The history of ‘national drink of India‘
Indian gossip and meetings are incomplete without a cup of tea. From being a status symbol in gatherings termed as ‘high tea’ to being available at every railway station, chai is not just a beverage but an emotion.
To Britishers, India was an asset. They tried their best to explore India and utilize the raw materials and exploit people to achieve their motive.
Cutting chai, which is a golden beverage, gives an idea that each Indian heart pumps tea into the nerves.
But why did China refuse the East India Company to trade tea?
Tea became an addictive drink to the people in Britain, but soon they lost their silvers which they used to trade in exchange with the tea produced in China.
Britishers were very intelligent in a way, that’s how they moved the world. They started trading opium which was cultivated in Bengal and exported it to china.
Slowly the Chinese people found this to be an addiction and their necessity, in the exchange of opium, tea was then traded to India.

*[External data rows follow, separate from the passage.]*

PR #5720, opened 2025-12-15
feat: Introduce AgnoToolSearch for dynamic tool discovery and execution

uzaxirr:
## Summary
Adds a new toolkit that enables agents to dynamically discover and execute tools at runtime instead of loading all tools upfront.
Inspired by: https://platform.claude.com/docs/en/agents-and-tools/tool-use/tool-search-tool

AgnoToolSearch toolkit has three methods:
- `search_tools(query)` : Find tools by name/description using word-level matching
- `list_all_tools()` : List all discoverable tools with schemas
- `use_tool(tool_name, parameters)` : Execute a tool that was discovered dynamically, it creates a FunctionCall with the parameters
So when you enable this the Agent sees only the above 3 tools

Search Algorithm used in `search_tools`:

- Splits query into individual words
- Matches against tool names (with underscores converted to spaces)
- Matches against tool descriptions
- Uses both direct word matching and substring matching
- Case-insensitive

## Type of change

- [ ] Bug fix
- [x] New feature
- [ ] Breaking change
- [ ] Improvement
- [ ] Model update
- [ ] Other:

---

## Checklist

- [ ] Self-review completed

---

## Additional Notes


libs/agno/agno/tools/function.py
```diff
@@ -78,6 +78,9 @@ class Function(BaseModel):
     )
     strict: Optional[bool] = None
 
+    # If True, the function is discoverable via search but not automatically added to agent tools
```
manuhortet:
```suggestion
    # If True, the function is discoverable by the Agent on runtime, instead of automatically considered
```

libs/agno/agno/tools/discoverable_tools.py
```diff
@@ -0,0 +1,114 @@
...
+                Can be Toolkit instances, callables, or Function instances.
+            **kwargs: Additional arguments passed to the parent Toolkit class.
+        """
+        self._input_discoverable_tools = discoverable_tools or []
+        self._discoverable_functions: Dict[str, Function] = {}
+        self._process_discoverable_tools()
+
+        super().__init__(name="agno_tool_search", tools=[self.search_tools, self.list_all_tools], **kwargs)
+
+    def _process_discoverable_tools(self) -> None:
```
manuhortet, line 42: A similar process has to happen already in the Agent file, when we determine the tools for the run. 

Instead of repeating it here, I'd extend that `determine_tools`logic to:
1. Create an instance of AgnoToolSearch
2. When iterating over available tools, if they have discoverable=True, add them to the tool_search tool

Notice we want that in the Agent and in the Team logic

libs/agno/agno/tools/discoverable_tools.py
```diff
@@ -0,0 +1,114 @@
...
+
+        result = {
+            "tools": matching_tools,
+            "total_matches": len(matching_tools),
+            "query": query,
+        }
+
+        return json.dumps(result, indent=2)
+
+    def list_all_tools(self) -> str:
```
manuhortet, line 126: Something to keep in mind when we test it:

We are gonna be telling the agent there are discoverable tools, and that it can find them via this toolkit. That **may** steer the agent to use this toolkit vs the readily available tools. If we notice that behavior, it would be useful for the functions here to also consider the readily available tools, not only the discoverable ones

libs/agno/agno/tools/discoverable_tools.py
uzaxirr: I think we should keep AgnoToolSearch as a separate standalone toolkit so that it is easier to extend with RAG later integrating it with Agent/Team's determine_tools logic will give cleaner DX but harder to customize

libs/agno/agno/tools/tool_search.py
```diff
@@ -0,0 +1,114 @@
...
+                    func_copy.process_entrypoint()
+                    self._discoverable_functions[name] = func_copy
+            elif isinstance(tool, Function):
+                # Process entrypoint to ensure schema is generated
+                func_copy = tool.model_copy(deep=True)
+                func_copy.process_entrypoint()
+                self._discoverable_functions[tool.name] = func_copy
+            elif callable(tool):
+                # Convert callable to Function
+                func = Function.from_callable(tool)
```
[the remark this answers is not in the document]
uzaxirr: Function.from_callable() already generates the schema during the conversion process. So this claim is invalid

libs/agno/agno/tools/tool_search.py
```diff
@@ -0,0 +1,232 @@
+import json
+from typing import Any, Callable, Dict, List, Optional, Union
+
+from agno.tools.function import Function, FunctionCall
+from agno.tools.toolkit import Toolkit
+
+
+class AgnoToolSearch(Toolkit):
```
manuhortet: I feel `AgnoToolSearch` is not self-explicative enough. How would you feel about `DiscoverableTools`?

The DX I'm thinking:

```python
discoverable_tools = DiscoverableTools([tool1, tool2, ...])

Agent(tools=[discoverable_tools, tool3])
```

libs/agno/agno/tools/tool_search.py
```diff
@@ -0,0 +1,232 @@
...
+    """Built-in toolkit for searching and executing discoverable tools.
+
+    This toolkit allows agents to:
+    1. Search for available tools at runtime by name or description
+    2. List all discoverable tools
+    3. Execute discovered tools dynamically
+
+    Tools passed to this toolkit are indexed and can be searched, then
+    executed using the use_tool method.
```
manuhortet:
```suggestion
    """Toolkit to dynamically search, load and run tools.
    
    This is useful to avoid loading all tool information into 
    the context upfront, and instead load only what is needed.

    With this Toolkit Agents will be able to:
    1. Search for available tools at runtime, by name or description
    2. List all discoverable tools
    3. Execute discovered tools
```

libs/agno/agno/tools/discoverable_tools.py
```diff
@@ -0,0 +1,232 @@
...
+
+    def __init__(
+        self,
+        discoverable_tools: Optional[List[Union[Toolkit, Callable, Function]]] = None,
+        **kwargs: Any,
+    ):
+        """Initialize the AgnoToolSearch toolkit.
+
+        Args:
+            discoverable_tools: Tools that can be discovered and executed via search.
```
manuhortet, line 28: If we rename the class to `DiscoverableTools` I'd rename this to `tools`

libs/agno/agno/agent/agent.py
```diff
@@ -6580,6 +6584,10 @@ def _determine_tools_for_model(
                 elif isinstance(tool, Function):
                     if tool.name in _function_names:
                         continue
+                    # Skip discoverable tools - they are only searchable, not auto-added
+                    if tool.discoverable:
+                        log_debug(f"Skipping discoverable tool {tool.name}")
+                        continue
```
manuhortet: We'll need all changes to agent.py in team.py too

manuhortet (commented):
We are adding `discoverable` to the parent Toolkit and Function classes. This means any Toolkit or Function can be set to discoverable mode now.

But the logic to search, load and use discoverable tools is encapsulated in the AgnoToolSearch class. Just setting discoverable=True in a toolkit or function won't make it discoverable right now. 

We need to add logic for that. Let's also add two cookbooks and tests for that. Because this logic will need to live in the determine_tools functions, we may want to abstract some logic out of the AgnoToolSearch class itself.

libs/agno/agno/tools/tool_search.py
uzaxirr: I'll rename the `AgnoToolSearch` class to `DiscoverableTools`

alejandro-workpath:
Hey @uzaxirr planning to pick this up following @manuhortet's feedback and improvements on tool search since the latest update. Do you mind if I open a new PR if you won't pursue it?

0xbrainkid:
Dynamic tool discovery at runtime is a significant capability improvement — the `search_tools → use_tool` pattern means agents can operate in environments with hundreds of tools without context-window bloat from upfront loading.

One trust dimension worth adding to `AgnoToolSearch`: **trust gating on dynamic tool execution.** When an agent calls `use_tool(tool_name, parameters)` on a dynamically discovered tool, it has no static knowledge of that tool's provenance or reliability. In contrast, upfront-loaded tools are at least known at agent-initialization time.

A lightweight trust check before `use_tool` execution:

```python
def use_tool(self, tool_name: str, parameters: dict, min_trust_score: float = 0.0) -> Any:
    if min_trust_score > 0:
        score = self._get_trust_score(tool_name)  # SATP lookup, cached
        if score < min_trust_score:
            raise ToolUntrustedError(f"{tool_name} trust score {score} below threshold {min_trust_score}")
    # existing execution logic
```

This is especially important for `use_tool` because it executes code from a dynamically discovered source — the risk profile is meaningfully higher than a statically loaded tool. An agent that dynamically discovers a "send_email" tool and executes it without any identity check is a prompt injection vector.

The `min_trust_score=0.0` default preserves existing behavior, so this is additive and non-breaking.

xuzhu007:
This feature is very important, for scenarios involving enterprise agent development, we hope it can be merged into the main version as soon as possible.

The world was unaware about the temperature conditions needed for cultivating tea. China knew all about it but did not allow anyone to visit their cultivation area in order to safeguard their business interests. Thus the Chinese were doing an excellent tea trade with Britain and Europe as whole.

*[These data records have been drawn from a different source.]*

PR #5728, opened 2025-12-16
feat: json schema output [SOL-1]

harshsinha03:
## Summary

  - Add pass-through support for dict JSON schemas in output_schema parameter
  - Users can now provide the full provider-specific format which is passed directly to the model API without transformation
  
## Type of change

- [ ] Bug fix
- [ ] New feature
- [ ] Breaking change
- [x] Improvement
- [ ] Model update
- [ ] Other:

---

## Checklist

- [x] Self-review completed

---

## Additional Notes

### DIFF
--- a/libs/agno/agno/reasoning/anthropic.py
+++ b/libs/agno/agno/reasoning/anthropic.py
@@ -52,8 +52,8 @@ def get_anthropic_reasoning(reasoning_agent: "Agent", messages: List[Message]) -
 
 
 def get_anthropic_reasoning_stream(
-    reasoning_agent: "Agent",
-    messages: List[Message],  # type: ignore  # noqa: F821
+    reasoning_agent: "Agent",  # type: ignore  # noqa: F821
+    messages: List[Message],
 ) -> Iterator[Tuple[Optional[str], Optional[Message]]]:
     """
     Stream reasoning content from Anthropic Claude model.
@@ -123,8 +123,8 @@ async def aget_anthropic_reasoning(reasoning_agent: "Agent", messages: List[Mess
 
 
 async def aget_anthropic_reasoning_stream(
-    reasoning_agent: "Agent",
-    messages: List[Message],  # type: ignore  # noqa: F821
+    reasoning_agent: "Agent",  # type: ignore  # noqa: F821
+    messages: List[Message],
 ) -> AsyncIterator[Tuple[Optional[str], Optional[Message]]]:
     """
     Stream reasoning content from Anthropic Claude model asynchronously.
--- a/libs/agno/agno/reasoning/azure_ai_foundry.py
+++ b/libs/agno/agno/reasoning/azure_ai_foundry.py
@@ -68,8 +68,8 @@ async def aget_ai_foundry_reasoning(reasoning_agent: "Agent", messages: List[Mes
 
 
 def get_ai_foundry_reasoning_stream(
-    reasoning_agent: "Agent",
-    messages: List[Message],  # type: ignore  # noqa: F821
+    reasoning_agent: "Agent",  # type: ignore  # noqa: F821
+    messages: List[Message],
 ) -> Iterator[Tuple[Optional[str], Optional[Message]]]:
     """
     Stream reasoning content from Azure AI Foundry model.
@@ -114,8 +114,8 @@ def get_ai_foundry_reasoning_stream(
 
 
 async def aget_ai_foundry_reasoning_stream(
-    reasoning_agent: "Agent",
-    messages: List[Message],  # type: ignore  # noqa: F821
+    reasoning_agent: "Agent",  # type: ignore  # noqa: F821
+    messages: List[Message],
 ) -> AsyncIterator[Tuple[Optional[str], Optional[Message]]]:
     """
     Stream reasoning content from Azure AI Foundry model asynchronously.
--- a/libs/agno/agno/reasoning/deepseek.py
+++ b/libs/agno/agno/reasoning/deepseek.py
@@ -38,8 +38,8 @@ def get_deepseek_reasoning(reasoning_agent: "Agent", messages: List[Message]) ->
 
 
 def get_deepseek_reasoning_stream(
-    reasoning_agent: "Agent",
-    messages: List[Message],  # type: ignore  # noqa: F821
+    reasoning_agent: "Agent",  # type: ignore  # noqa: F821
+    messages: List[Message],
 ) -> Iterator[Tuple[Optional[str], Optional[Message]]]:
     """
     Stream reasoning content from DeepSeek model.
@@ -109,8 +109,8 @@ async def aget_deepseek_reasoning(reasoning_agent: "Agent", messages: List[Messa
 
 
 async def aget_deepseek_reasoning_stream(
-    reasoning_agent: "Agent",
-    messages: List[Message],  # type: ignore  # noqa: F821
+    reasoning_agent: "Agent",  # type: ignore  # noqa: F821
+    messages: List[Message],
 ) -> AsyncIterator[Tuple[Optional[str], Optional[Message]]]:
     """
     Stream reasoning content from DeepSeek model asynchronously.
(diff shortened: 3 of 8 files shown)


cookbook/03_agents/input_and_output/json_schema_output.py
```diff
@@ -0,0 +1,65 @@
+"""
+Shows how to use JSON schemas instead of Pydantic models, and how to temporarily override the schema for a
+single run with automatic restoration afterwards.
+
+Note: JSON schemas must be in the provider's expected format. For OpenAI:
+{"type": "json_schema", "json_schema": {"name": "...", "schema": {...}}}
+"""
```
manuhortet, line 10:
```suggestion
"""
Example showing how to use JSON as output schema. 

Also how to temporarily override the schema for a single run,
with automatic restoration afterwards.

Note: JSON schemas must be in the provider's expected format. 
For example, OpenAI expects:
{"type": "json_schema", "json_schema": {"name": "...", "schema": {...}}}
"""
```

cookbook/teams/structured_input_output/06_json_schema_output.py
```diff
@@ -0,0 +1,56 @@
+"""Use a JSON schema instead of Pydantic models for team structured outputs.
+
+Note: JSON schemas must be in the provider's expected format. For OpenAI:
+{"type": "json_schema", "json_schema": {"name": "...", "schema": {...}}}
+"""
```
manuhortet:
```suggestion
"""
Example showing how to use JSON as output schema. 

Note: JSON schemas must be in the provider's expected format. 
For example, OpenAI expects:
{"type": "json_schema", "json_schema": {"name": "...", "schema": {...}}}
"""
```

libs/agno/agno/agent/agent.py
```diff
@@ -370,7 +370,7 @@ class Agent:
     # Provide an input schema to validate the input
     input_schema: Optional[Type[BaseModel]] = None
     # Provide a response model to get the response as a Pydantic model
```
```suggestion
    # Provide a response model to get the response in the implied format.
    # You can use a Pydantic model or a JSON fitting the provider's expected schema.
```

libs/agno/agno/agent/agent.py
```diff
@@ -4689,22 +4690,34 @@ def _convert_response_to_structured_format(
...
                         if isinstance(run_response, RunOutput):
-                            run_response.content_type = output_schema.__name__
+                            run_response.content_type = "dict"
                     else:
-                        log_warning("Failed to convert response to output_schema")
-                except Exception as e:
-                    log_warning(f"Failed to convert response to output model: {e}")
-            else:
-                log_warning("Something went wrong. Run response content is not a string")
+                        log_warning("Failed to parse JSON response")
```
```suggestion
                        log_warning("Failed to parse JSON response against the provided output schema.")
```

libs/agno/agno/agent/agent.py
```diff
@@ -6109,6 +6122,10 @@ def _get_response_format(
             elif model.supports_json_schema_outputs:
                 if self.use_json_mode or (not self.structured_outputs):
                     log_debug("Setting Model.response_format to JSON response mode")
+                    # Handle JSON schema - pass through directly (user provides full provider format)
+                    if isinstance(output_schema, dict):
+                        return output_schema
```
manuhortet, line 6261: Would be cool to have a `model.validate_output_schema()` for the main providers. Let's keep it for later tho, if we see usage here.

libs/agno/agno/team/team.py
```diff
@@ -364,7 +364,7 @@ class Team:
     # Input schema for validating input
     input_schema: Optional[Type[BaseModel]] = None
     # Output schema for the team response
```
```suggestion
    # Provide a response model to get the response in the implied format.
    # You can use a Pydantic model or a JSON fitting the provider's expected schema.
```

libs/agno/agno/agent/agent.py
harshsinha03: Yes, agreed!

libs/agno/agno/agent/agent.py
```diff
@@ -6106,6 +6119,10 @@ def _get_response_format(
             elif model.supports_json_schema_outputs:
                 if self.use_json_mode or (not self.structured_outputs):
```
dirkbrnd, line 6257: But this means `use_json_mode` needs to be True for JSON schema to work?

libs/agno/agno/agent/agent.py
```diff
@@ -9366,7 +9383,7 @@ def _reason(
             # Ensure the reasoning agent response model is ReasoningSteps
             if (
                 reasoning_agent.output_schema is not None
-                and not isinstance(reasoning_agent.output_schema, type)
```
dirkbrnd: No this was right, I think? Because we should trigger the warning if the output is NOT our expected output_schema?

libs/agno/agno/models/openai/responses.py
```diff
@@ -234,8 +234,8 @@ def get_request_params(
                     "strict": self.strict_output,
                 }
             else:
-                # JSON mode
-                text_params["format"] = {"type": "json_object"}
+                # Pass through directly, user handles everything
+                text_params["format"] = response_format
```
dirkbrnd, line 238: Is this correct? Do we default to json_object in agent/team?

libs/agno/agno/os/utils.py
```diff
@@ -101,15 +110,25 @@ async def get_request_kwargs(request: Request, endpoint_func: Callable) -> Dict[
             kwargs.pop("knowledge_filters")
             log_warning(f"Invalid FilterExpr in knowledge_filters: {e}")
 
-    # Handle output_schema - convert JSON schema to dynamic Pydantic model
+    # Handle output_schema - convert JSON schema to Pydantic model or keep as dict
+    # use_json_schema is a control flag consumed here (not passed to Agent/Team)
+    # When true, output_schema stays as dict for direct JSON output
+    use_json_schema = kwargs.pop("use_json_schema", False)
```
dirkbrnd, line 116: Where does this flag come from ?

manuhortet: New API param to denote it if we don't want to transform the JSON we get for output schema (we always get JSON via the API) into a Pydantic model

libs/agno/agno/agent/agent.py
harshsinha03: The condition is `use_json_mode or (not structured_outputs)` Since structured_outputs defaults to None ( not structured_outputs =  True. So dict schemas work by default without any extra flags

libs/agno/agno/agent/agent.py
harshsinha03: `not isinstance(PydanticModel, type) = False` since all classes are type instances, so warning never gets there so we remove `not` so it proceeds to issubclass check

libs/agno/agno/models/openai/responses.py
harshsinha03: No, we don't default to json_object. For dict schemas, we pass through directly. The json_object fallback only happens when the model doesn't support json_schema outputs, or user explicitly sets `use_json_mode=True`

libs/agno/agno/agent/agent.py
```diff
@@ -4687,22 +4688,34 @@ def _convert_response_to_structured_format(
...
-                try:
-                    structured_output = parse_response_model_str(run_response.content, output_schema)
-
-                    # Update RunOutput
-                    if structured_output is not None:
-                        run_response.content = structured_output
+        if output_schema is not None:
+            # parse JSON directly
+            if isinstance(output_schema, dict):
+                if isinstance(run_response.content, str) and self.parse_response:
```
ysolanky: We should not be checking for `parse_response` here

ysolanky: Rather, we should set `parse_response` to False if the `output_schema` is a dict

harshsinha03: Removed the `parse_response` check for dict! Did not change the `parse_response` to False in init then we would have to keep track of it if we change the `output_schema` on run.

ysolanky (approved):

How was tea introduced in India?
In 1848 a Scottish botanist Robert Fortune went to China disguised as a Chinese and came back to India with all the methods that the Chinese used to cultivate the tea, and also returned with various varieties of tea.
Not only did he bring the samples along, but also brought 80 tea specialists from China. After that they experimented with these methods in Assam and Darjeeling.
The Assam soil and temperature did not support the Chinese tea buds, but the Darjeeling temperature did favor tea cultivation.
In 1839 the first tea company was established by the name of the Assam Tea Company at Chabua town in Assam, although Robert Bruce started to experiment since 1823 but commercially started this company in 1839.
The Tea Cess Bill 1903
This bill was passed by Lord Curzon in 1903 in which tax was to be paid by people on buying tea and levying a cess on tea was introduced.
This tax money was used for more production and cultivation of tea. The main motive was to fulfil the necessity of Britain because China had stopped trade with Britain due to latter’s unfriendly trading ways.
There was an uproar in people against this policy, as tea was not part of their daily routine.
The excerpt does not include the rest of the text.